> [Directions for this task] Where does the word "FunctionalTests" show up in the data? Please find each such line and copy it.

▬▬▬

PR #915, opened 2021-09-27
Migrate to .NET 6

jander-msft:
This change migrates dotnet-monitor to run only on the .NET 6 (or higher) runtime.

Overview of changes:
- Add net6.0 TFMs and fix build.
- Update tests to support running net6.0 dotnet-monitor.
- Remove netcoreapp3.1 TFM from dotnet-monitor and tests.

### DIFF
--- a/eng/Versions.props
+++ b/eng/Versions.props
@@ -55,7 +55,6 @@
     <MicrosoftAspNetCoreServerKestrelCoreVersion>2.1.7</MicrosoftAspNetCoreServerKestrelCoreVersion>
     <MicrosoftBclHashCodeVersion>1.1.0</MicrosoftBclHashCodeVersion>
     <MicrosoftExtensionsConfigurationAbstractionsVersion>5.0.0</MicrosoftExtensionsConfigurationAbstractionsVersion>
-    <MicrosoftExtensionsConfigurationKeyPerFileVersion>5.0.2</MicrosoftExtensionsConfigurationKeyPerFileVersion>
     <MicrosoftExtensionsLoggingAbstractionsVersion>5.0.0</MicrosoftExtensionsLoggingAbstractionsVersion>
     <MicrosoftExtensionsLoggingConsoleVersion>5.0.0</MicrosoftExtensionsLoggingConsoleVersion>
     <MicrosoftExtensionsLoggingEventSourceVersion>5.0.1</MicrosoftExtensionsLoggingEventSourceVersion>
--- a/src/Tests/Microsoft.Diagnostics.Monitoring.Tool.FunctionalTests/InfoTests.cs
+++ b/src/Tests/Microsoft.Diagnostics.Monitoring.Tool.FunctionalTests/InfoTests.cs
@@ -51,7 +51,8 @@ namespace Microsoft.Diagnostics.Monitoring.Tool.FunctionalTests
                     DotnetMonitorInfo info = await client.GetInfoAsync();
 
                     Assert.NotNull(info.Version); // Not sure of how to get Dotnet Monitor version from within tests...
-                    Assert.Equal(Environment.Version.ToString(), info.RuntimeVersion);
+                    Assert.True(Version.TryParse(info.RuntimeVersion, out Version runtimeVersion), "Unable to parse version from RuntimeVersion property.");
+                    Assert.True(runtimeVersion.Major >= 6, "RuntimVersion.Major is not greater than or equal to 6.");
                     Assert.Equal(mode, info.DiagnosticPortMode);
 
                     if (mode == DiagnosticPortConnectionMode.Connect)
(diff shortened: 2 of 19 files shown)


src/Tests/Microsoft.Diagnostics.Monitoring.Tool.FunctionalTests/InfoTests.cs
```diff
@@ -51,8 +51,9 @@ public Task InfoEndpointValidationTest(DiagnosticPortConnectionMode mode)
                     DotnetMonitorInfo info = await client.GetInfoAsync();
 
                     Assert.NotNull(info.Version); // Not sure of how to get Dotnet Monitor version from within tests...
-                    Assert.Equal(info.RuntimeVersion, Environment.Version.ToString());
-                    Assert.Equal(info.DiagnosticPortMode, mode);
+                    Assert.True(Version.TryParse(info.RuntimeVersion, out Version runtimeVersion), "Unable to parse version from RuntimeVersion property.");
+                    Assert.True(runtimeVersion.Major >= 6, "RuntimVersion.Major is not greater than or equal to 6.");
```
kkeirstead, line 55:
```suggestion
                    Assert.True(runtimeVersion.Major >= 6, "RuntimeVersion.Major is not greater than or equal to 6.");
```

src/Tools/dotnet-monitor/Auth/UserAuthorizationHandler.cs
```diff
@@ -42,6 +43,12 @@ protected override Task HandleRequirementAsync(AuthorizationHandlerContext conte
                     (context.User.Identity.AuthenticationType == AuthConstants.KerberosSchema) ||
                     (context.User.Identity.AuthenticationType == AuthConstants.NegotiateSchema))
             {
+                // Only supported on Windows
+                if (!RuntimeInformation.IsOSPlatform(OSPlatform.Windows))
```
jander-msft, line 47: Required because platform-specific APIs are statically checked since .NET 5.

src/Tools/dotnet-monitor/Startup.cs
```diff
@@ -46,7 +46,6 @@ public void ConfigureServices(IServiceCollection services)
                 // Allow serialization of enum values into strings rather than numbers.
                 options.JsonSerializerOptions.Converters.Add(new JsonStringEnumConverter());
             })
-            .SetCompatibilityVersion(CompatibilityVersion.Latest)
```
jander-msft, line 49: API was deprecated and generated a build warning-as-error. This API actually didn't do anything since it is a no-op since ASP.NET Core 3.0; probably a relic from when the project started as a ASP.NET Core 2.1 application.

src/Tests/Microsoft.Diagnostics.Monitoring.Tool.FunctionalTests/Runners/MonitorRunner.cs
```diff
@@ -72,6 +72,7 @@ public MonitorRunner(ITestOutputHelper outputHelper)
             // the correct ASP.NET Core version (which can be different than the .NET
             // version, especially for prereleases).
             _runner.FrameworkReference = DotNetFrameworkReference.Microsoft_AspNetCore_App;
+            _runner.TargetFramework = TargetFrameworkMoniker.Net60;
```
jander-msft, line 75: Rather than attempting to use the current TFM with dotnet-monitor (since that won't work if the test application is running as 3.1 or 5.0), always have dotnet-monitor run on .NET 6. We can adjust this later when testing roll-forward for .NET 7+.

eng/Versions.props
```diff
@@ -55,7 +55,6 @@
     <MicrosoftAspNetCoreServerKestrelCoreVersion>2.1.7</MicrosoftAspNetCoreServerKestrelCoreVersion>
     <MicrosoftBclHashCodeVersion>1.1.0</MicrosoftBclHashCodeVersion>
     <MicrosoftExtensionsConfigurationAbstractionsVersion>5.0.0</MicrosoftExtensionsConfigurationAbstractionsVersion>
-    <MicrosoftExtensionsConfigurationKeyPerFileVersion>5.0.2</MicrosoftExtensionsConfigurationKeyPerFileVersion>
     <MicrosoftExtensionsLoggingAbstractionsVersion>5.0.0</MicrosoftExtensionsLoggingAbstractionsVersion>
```
wiktork, line 58: Will these 5.0 packages automatically pick up higher versions?

jander-msft: Correct, they will automatically go to 6.0.0 in dotnet-monitor.

src/Tools/dotnet-monitor/ConfigurationBuilderExtensions.cs
```diff
@@ -4,101 +4,18 @@
...
-            KeyPerFileConfigurationSource,
-            IConfigurationSource
-        {
-            IConfigurationProvider IConfigurationSource.Build(IConfigurationBuilder builder)
-            {
-                return new KeyPerFileConfigurationProviderWithChangeTokenSupport(this);
-            }
-        }
-
-        private class KeyPerFileConfigurationProviderWithChangeTokenSupport :
```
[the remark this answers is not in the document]
jander-msft: Yes, it is supported. It was actually a bug in the original release that didn't get fixed until 6.0.0: https://github.com/dotnet/aspnetcore/issues/32836

wiktork (approved):

src/Tools/dotnet-monitor/ConfigurationBuilderExtensions.cs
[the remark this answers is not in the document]
jander-msft: FYI, the functional tests validate this via authentication tests (when rotating the API key) and I've manually validated it on an AKS sample.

▬▬▬

> [Written answer]
--- a/src/Tests/Microsoft.Diagnostics.Monitoring.Tool.FunctionalTests/InfoTests.cs
+++ b/src/Tests/Microsoft.Diagnostics.Monitoring.Tool.FunctionalTests/InfoTests.cs
@@ -51,7 +51,8 @@ namespace Microsoft.Diagnostics.Monitoring.Tool.FunctionalTests
src/Tests/Microsoft.Diagnostics.Monitoring.Tool.FunctionalTests/InfoTests.cs
src/Tests/Microsoft.Diagnostics.Monitoring.Tool.FunctionalTests/Runners/MonitorRunner.cs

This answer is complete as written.